• **Directions**: Search the entries for the word "more" and copy each line that has it.

Stored data entries:
===============
PR #243, opened 2025-08-01
Allow reusing virtiofs mounts

dcantah:
Fwiw, this is a bit odd, but it's also very simple to support and feels odd that this was failing today. This also adds in a tiny bit of logic in hashMountSource to resolve the path of symlinks, so now even symlinks to the same dir can be supplied N times without a new virtiofs device.

### DIFF
--- a/Sources/Containerization/Hash.swift
+++ b/Sources/Containerization/Hash.swift
@@ -18,10 +18,15 @@
 
 import Crypto
 import ContainerizationError
+import Foundation
 
 func hashMountSource(source: String) throws -> String {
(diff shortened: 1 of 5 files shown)


realrajaryan:
Was just looking at apple/container#380. Did we intentionally let this go dormant for some reason?

dcantah:
Just no one reviewed is all

dcantah:
Superseded by https://github.com/apple/containerization/pull/522. The approach in that pr is simpler to me, and I'm lazy to fix the merge confs :)

PR #254, opened 2025-08-07
ContainerizationExtras: Timeout adjustments

dcantah:
Three things:

1. Timeout.run today didn't allow a throwing closure.
2. Add a new constructor for Timeout that takes in a Duration directly so we can be more granular than seconds.
3. Add unit tests because we all love those :)

### DIFF
--- a/Sources/ContainerizationExtras/Timeout.swift
+++ b/Sources/ContainerizationExtras/Timeout.swift
@@ -23,15 +23,38 @@ public struct Timeout {
     /// doesn't finish in the provided `seconds` amount.
     public static func run<T: Sendable>(
         seconds: UInt32,
-        operation: @escaping @Sendable () async -> T
+        operation: @escaping @Sendable () async throws -> T
     ) async throws -> T {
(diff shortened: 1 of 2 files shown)


Sources/ContainerizationExtras/Timeout.swift
```diff
@@ -23,11 +23,11 @@ public struct Timeout {
     /// doesn't finish in the provided `seconds` amount.
     public static func run<T: Sendable>(
         seconds: UInt32,
-        operation: @escaping @Sendable () async -> T
+        operation: @escaping @Sendable () async throws -> T
```
crosbymichael, line 26: Should this be `rethrows` instead of `throws`?

dcantah: I tried this but (it's possible I'm just ignorant) it didn't require me to put throws on the run() call if the closure didn't throw (which is the point of rethrows afair) but this function can always throw a CancellationError depending on how long the closure took to complete, so it was a bit confusing.

crosbymichael (approved):

PR #258, opened 2025-08-09
Handle the same file name in the `fetchBlob` method

dkovba:
With the suggested change, when a file exists, we'll verify whether it has the same content before skipping it.

### DIFF
--- a/Sources/ContainerizationOCI/Client/LocalOCILayoutClient.swift
+++ b/Sources/ContainerizationOCI/Client/LocalOCILayoutClient.swift
@@ -42,7 +42,7 @@ package final class LocalOCILayoutClient: ContentClient {
         }
 
         var hasher = SHA256()
-        let chunkSize = 1024 * 1024
+        let chunkSize = Int(getpagesize()) * 1024
 
         while true {
             let chunk = fileHandle.readData(ofLength: chunkSize)


Sources/ContainerizationOCI/Client/LocalOCILayoutClient.swift
```diff
@@ -53,7 +54,34 @@ package final class LocalOCILayoutClient: ContentClient {
...
                 ])
             }
+        } catch let error as NSError {
+            guard error.code == NSFileWriteFileExistsError else {
+                throw error
+            }
+
+            do {
+                let expectedDigest = try c.digest()
+                let existingData = try Data(contentsOf: file)
```
crosbymichael: We may have issues for large files as this loads the entire file into our memory or is this already an issue with the implementation?

dkovba: We read a file only when we attempt to write data into a file that already exists. This allows to determine whether we should throw an error or treat it as already existing data, which requires this verification.

dkovba: @adityaramani Please confirm that we can't throw an error any time the file already exists.

crosbymichael: If I craft an image with file `/foo` which is 10gb, and then I create another layer that has a file `/foo`, we will hit this branch and cause the code to load the existing 10gb worth of `/foo` into memory?

crosbymichael: You should be able to create an instance of the algo and feed it chunks of data as you read it from the file.

```swift
var sha = SHA256()
sha.update(data: "hi".data(using: .utf8)!)
sha.update(data: "hi".data(using: .utf8)!)

sha.finalize()
```

dkovba: Done

Sources/ContainerizationOCI/Client/LocalOCILayoutClient.swift
```diff
@@ -35,6 +35,26 @@ package final class LocalOCILayoutClient: ContentClient {
...
     }
 
+    private func calculateFileDigest(at url: URL) throws -> SHA256Digest {
+        let fileHandle = try FileHandle(forReadingFrom: url)
+        defer {
+            try? fileHandle.close()
+        }
+
+        var hasher = SHA256()
+        let chunkSize = 1024 * 1024
```
crosbymichael: should we use `getpagesize()` here?

dkovba: 1 MB chunks would be more efficient for larger files than `getpagesize()` (4-16 KB). Or do you suggest something like `Int(getpagesize()) * 1024`?

crosbymichael (approved):

PR #261, opened 2025-08-11
LinuxContainer: Modify UDS mount setup

### LINKED ISSUE #256: [Bug]: Can't mount a host socket when the mount target goes through a symlink.
### I have done the following

### Steps to reproduce

```console
% ls ${SSH_AUTH_SOCK}
/private/tmp/com.apple.launchd.qylZi0PDA7/Listeners

% container run -it --rm --volume "${SSH_AUTH_SOCK}:/var/run/ssh-auth.sock" --env SSH_AUTH_SOCK=/var/run/ssh-auth.sock ubuntu:latest bash
root@3c3908f9-a1de-4ac5-9f36-6f8bf194dab1:/# ls ${SSH_AUTH_SOCK}
ls: cannot access '/var/run/ssh-auth.sock': No such file or directory
root@3c3908f9-a1de-4ac5-9f36-6f8bf194dab1:/#
```

### Current behavior

Mounted socket is inaccessible.

### Expected behavior

```console
% container run -it --rm --volume "$(realpath ${SSH_AUTH_SOCK}):/run/ssh-auth.sock" --env SSH_AUTH_SOCK=/var/run/ssh-auth.sock ubuntu:latest bash 
root@9a626d00-d1ce-4f03-ae17-6784c07dd8b8:/# ls ${SSH_AUTH_SOCK}
/var/run/ssh-auth.sock
```

The this particular case, `ssh-add -l` should work properly, as should `git clone` via ssh.

### Environment

```markdown
- OS: macOS 26 developer preview
- Swift: Apple Swift version 6.2
- Xcode: Xcode 26 beta
```

### Relevant log output

```shell

```

### Code of Conduct

dcantah:
Closes #256

Today the way UDS mounts are done has several problems:

1. They're done before the other container mounts are setup, so it risks them getting shadowed.
2. They're not done in the containers namespaces, so they have a chance to follow a symlink to the VMs rootfs somewhere (/container/rootfs/var/run -> /run in the root of the VM).

This change modifies the logic to setup UDS mounts in a temporary holding place first, and then bind them into place so that they're done at the same time as the other container mounts.

One extra thing this change does is gets rid of the runtime support for UDS mounts. This was originally exposed as I wasn't sure if the container UDS -> host UDS flow would work otherwise, but this works fine today, and we lose the ability to do the runtime mounts in the containers ns'.

### DIFF
--- a/Sources/Containerization/LinuxContainer.swift
+++ b/Sources/Containerization/LinuxContainer.swift
@@ -127,6 +127,20 @@ public final class LinuxContainer: Container, Sendable {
===============
• **Result of this task**:
2. Add a new constructor for Timeout that takes in a Duration directly so we can be more granular than seconds.
dkovba: 1 MB chunks would be more efficient for larger files than `getpagesize()` (4-16 KB). Or do you suggest something like `Int(getpagesize()) * 1024`?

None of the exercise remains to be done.